PR #7906, opened 2019-02-07
Prevent renovate from reopening PRs

darkwing:
According to https://renovatebot.com/docs/configuration-options/#recreateclosed , we shouldn't need this, but it's worth a shot to prevent renovate from reopening the same PR over and over.

### DIFF
--- a/renovate.json
+++ b/renovate.json
@@ -4,6 +4,7 @@
     "config:base",
     ":preserveSemverRanges"
   ],
+  "recreateClosed": false,
   "statusCheckVerify": true,
   "ignoreDeps": [
     "react",


src/components/SecondaryPanes/Breakpoints/Breakpoint.js
```diff
@@ -102,8 +103,12 @@ class Breakpoint extends PureComponent<Props> {
       return false;
     }
 
-    const bpId = getLocationWithoutColumn(this.selectedLocation);
-    const frameId = getLocationWithoutColumn(frame.selectedLocation);
+    const bpId = features.columnBreakpoints
```
jasonLaster: this probably isn't desired...

PR #1745, opened 2024-02-08
Pull request

akmanime:
Hello alx


ahmed-my:
Every domain name like google.com has an equivalent IP address. This IP address can be view using the below syntax
nslookup <domain name>.
for google.com
nslookup google.com will give the IP address 142.250.200.142

PR #1756, opened 2024-02-09
Add compositing step, After painting the render

kavetech2023:


kavetech2023:
This step involves combining multiple layers of the rendered content into a single image that's finally displayed on the screen as pixels.

PR #1823, opened 2024-02-12
I added an article url to explain what happen behind the scenes of Br…

Steveric1:
…owser


Steveric1:
I added a URL to explain what happens behind the scenes when you enter a URL into your browser

PR #1846, opened 2024-03-13
Updated for DevOps

mwanikigachanja:


mwanikigachanja:
Added an option for firefox

PR #1851, opened 2024-03-14
what happens when you type google for dummies

pasebukky:
I created a dummies version of the age old question.


99omniaashraf:
I added a few details to the TLS handshake process, particularly the key exchange processes leading to the generation of the session key.

PR #1881, opened 2024-03-16
adds more detail on "Behind the scenes of the Browser"

rugue:
Added a bit more detail and clarity on "Behind the scenes of the Browser" for ALX Africa Software Engineering Program


Zeezbaba:
https://zeezboss.blogspot.com/2024/03/0x11-what-happens-when-you-type.html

**Aim of the exercise**.
Print every entry exactly.

**Solution**.
PR #7906, opened 2019-02-07
Prevent renovate from reopening PRs

darkwing:
According to https://renovatebot.com/docs/configuration-options/#recreateclosed , we shouldn't need this, but it's worth a shot to prevent renovate from reopening the same PR over and over.

### DIFF
--- a/renovate.json
+++ b/renovate.json
@@ -4,6 +4,7 @@
     "config:base",
     ":preserveSemverRanges"
   ],
+  "recreateClosed": false,
   "statusCheckVerify": true,
   "ignoreDeps": [
     "react",


src/components/SecondaryPanes/Breakpoints/Breakpoint.js
```diff
@@ -102,8 +103,12 @@ class Breakpoint extends PureComponent<Props> {
       return false;
     }
 
-    const bpId = getLocationWithoutColumn(this.selectedLocation);
-    const frameId = getLocationWithoutColumn(frame.selectedLocation);
+    const bpId = features.columnBreakpoints
```
jasonLaster: this probably isn't desired...

PR #1745, opened 2024-02-08
Pull request

akmanime:
Hello alx


ahmed-my:
Every domain name like google.com has an equivalent IP address. This IP address can be view using the below syntax
nslookup <domain name>.
for google.com
nslookup google.com will give the IP address 142.250.200.142

PR #1756, opened 2024-02-09
Add compositing step, After painting the render

kavetech2023:


kavetech2023:
This step involves combining multiple layers of the rendered content into a single image that's finally displayed on the screen as pixels.

PR #1823, opened 2024-02-12
I added an article url to explain what happen behind the scenes of Br…

Steveric1:
…owser


Steveric1:
I added a URL to explain what happens behind the scenes when you enter a URL into your browser

PR #1846, opened 2024-03-13
Updated for DevOps

mwanikigachanja:


mwanikigachanja:
Added an option for firefox

PR #1851, opened 2024-03-14
what happens when you type google for dummies

pasebukky:
I created a dummies version of the age old question.


99omniaashraf:
I added a few details to the TLS handshake process, particularly the key exchange processes leading to the generation of the session key.

PR #1881, opened 2024-03-16
adds more detail on "Behind the scenes of the Browser"

rugue:
Added a bit more detail and clarity on "Behind the scenes of the Browser" for ALX Africa Software Engineering Program


Zeezbaba:
https://zeezboss.blogspot.com/2024/03/0x11-what-happens-when-you-type.html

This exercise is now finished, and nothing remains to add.